Terdengar Roni menyambung pembicaraan
mereka, “Boleh minta tolong berikan ponsel ini pada Ayahmu ?”. “Ayah belum
pulang kerja, ada apa ?”, jawab Ratih dengan nada penasaran. Ayah Ratih memang
bekerja di salah satu bengkel mobil dan biasa pulang di atas jam 8 malam. “Aah
tidak, aku hanya ingin bercengkerama dengannya”, Roni dengan santai menjawab.
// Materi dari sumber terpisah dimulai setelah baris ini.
PR #27, opened 2022-09-02
Fixes 112: Add #pkgs to the repository table

avisiedo:
- Update ContentItem interface to add package_count field.
- Update view to add the column with the package_count field.
- The column title should be `Packages`.
- Its position will be after `Version` column.

### DIFF
--- a/src/components/AddContent/helpers.test.ts
+++ b/src/components/AddContent/helpers.test.ts
@@ -24,7 +24,6 @@ it('mapFormikToAPIValues', () => {
       versions: ['el7'],
       gpgLoading: false,
       expanded: false,
-      package_count: 0,
     },
   ];
 
@@ -35,6 +34,7 @@ it('mapFormikToAPIValues', () => {
       distribution_arch: 'x86_64',
       distribution_versions: ['el7'],
       gpgKey: '',
+      package_count: 0,
     },
   ];
 
--- a/src/components/AddContent/helpers.test.ts
+++ b/src/components/AddContent/helpers.test.ts
@@ -34,7 +34,6 @@ it('mapFormikToAPIValues', () => {
       distribution_arch: 'x86_64',
       distribution_versions: ['el7'],
       gpgKey: '',
-      package_count: 0,
     },
   ];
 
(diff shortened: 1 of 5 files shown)


jlsherrill:
https://issues.redhat.com/browse/HMSCONTENT-112

src/components/ContentListTable/ContentListTable.tsx
```diff
@@ -210,11 +210,12 @@ const ContentListTable = () => {
             </Thead>
             <Tbody>
               {contentList.map(
-                ({ uuid, name, url, distribution_arch, distribution_versions }: ContentItem) => (
+                ({ uuid, name, url, distribution_arch, package_count, distribution_versions }: ContentItem) => (
```
Andrewgdewar, line 213: What value will you display if it is zero? 
"Unknown", 0, "N/A" ? 
The below is the screenshot, I think we may need design input here though. 
We'll likely want to have some N/A test and a hover popup that explains why.
Screen Shot 2022-09-06 at 9 02 40 AM

src/components/AddContent/helpers.test.ts
```diff
@@ -34,6 +34,7 @@ it('mapFormikToAPIValues', () => {
       distribution_arch: 'x86_64',
       distribution_versions: ['el7'],
       gpgKey: '',
+      package_count: 0,
```
Andrewgdewar, line 37: not needed here

src/components/AddContent/helpers.ts
```diff
@@ -26,6 +26,7 @@ export const mapFormikToAPIValues = (
     name,
     url,
     distribution_arch: arch,
+    package_count: 0,
```
Andrewgdewar, line 29: not needed here.

src/components/ContentListTable/ContentListTable.tsx
Andrewgdewar: For now maybe leave it as "0" and we can address what do here at a later time.

Andrewgdewar (approved):
Ack!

“Kalo Ibu, ada di rumah ?”, sambung
Roni dari ujung sana. Ratih yang tidak curiga dengan apa yang akan disampaikan
Roni menjawab, “Ada, mau aku berikan ponsel ini padanya ?”. “Ya, kalau beliau
sedang tidak sibuk, tolong sampaikan aku ingin bicara dengannya”, jawab Roni
semangat.
“Hallo Nak Roni, apa kabar ?”, sang
Ibu langsung menyalami Roni ketika anaknya, Ratih, menjelaskan kalau Roni ingin
berbicara dengannya.
“Alhamdulillah, kabar baik Bu,
Ibu apa kabar ?”, jawab Roni begitu santun. Beberapa menit mereka bercengkerama
melalui telepon saat itu, tibalah saat dimana Roni menyampaikan sesuatu yang
cukup membuat si Ibu terdiam beberapa saat.
“Bu, saya ingin meresmikan hubungan
saya dengan Ratih sesegera mungkin”, terang Roni dengan nada yang terdengar
cukup hati – hati. Ibunda Ratih terdiam sebentar tanpa menjawab pernyataan
Roni. Roni memang sudah dikenalkan Ratih kepada keluarganya sejak mereka sama –
sama duduk di SMA. Kehadiran Roni di kediaman Ratih menjadi lebih sering
semenjak mereka lulus SMA, 7 tahun lalu. Tempat tinggal Roni yang notabene di
luar kota, terpaut jarak puluhan kilometer, terkadang hal ini membuat Roni
terpaksa menginap di rumah keluarga Ratih sebelum akhirnya pulang keesokan
harinya.
Namun demikian, Ibunda Ratih tidak
mengira kalau Roni mempunyai fikiran untuk meresmikan hubungan mereka melalui
ikatan pernikahan secepat ini. Selama ini mereka masih menganggap kalau
hubungan Ratih & Roni sebatas hubungan kekasih antar belia, yang jauh dari
kata serius.
“Bu..”, terdengar suara Roni yang
berusaha memecah keheningan di ujung teleponnya.
“Oh iya Nak..”, jawab sang Ibu setengah
terperanjat.
“Ibu tidak berhak memutuskan hal ini
sekarang, Ibu harus menyampaikan ini terlebih dahulu dan mendiskusikannya
dengan keluarga, Bapak, dan tentu saja Ratih..” lanjut sang Ibu.
“Iya Bu, saya mengerti. Tidak apa –
apa jika memang begitu, saya menunggu jawaban dari Ibu dan keluarga
secepatnya”, terdengar Roni yang berbicara dengan nada setengah memohon.
“Baik Nak, nanti kami kabari
secepatnya.”, begitu pungkas si Ibu.
Satu,
dua hari berlalu, Roni masih menantikan jawaban dari Ratih dan keluarganya.
Sebetulnya dia begitu yakin kalau Ratih akan menerima dan setuju dengan rencana
yang telah ia sampaikan kepada Ibunda Ratih 2 hari yang lalu itu. Dering
telepon yang dia dengar, tak juga menunjukkan nama Bee Ratih di layar
ponselnya. Roni tak berani menghubungi Ratih dan keluarganya untuk menanyakan
hal ini karena takut dikira tidak sabaran. Komunikasi Roni dan Ratih pun
sementara hanya terjalin melaui SMS, itupun sama sekali tidak menyinggung
rencana pernikahan mereka itu.
Satu minggu berlalu,
telepon yang ditunggu akhirnya datang.Entah apa yang membuat wajah Roni
seketika memucat, tangannya menjadi dingin dan gemetaran, dia tampak ragu dan
beberapa kali mengecek suara. “Ehem, eheem”, Roni memastikan kalau dia dapat
berbicara dengan lantang melalui telepon, karena saat itu panggilan yang masuk
memang langsung dari nomor handphone bapaknya Ratih.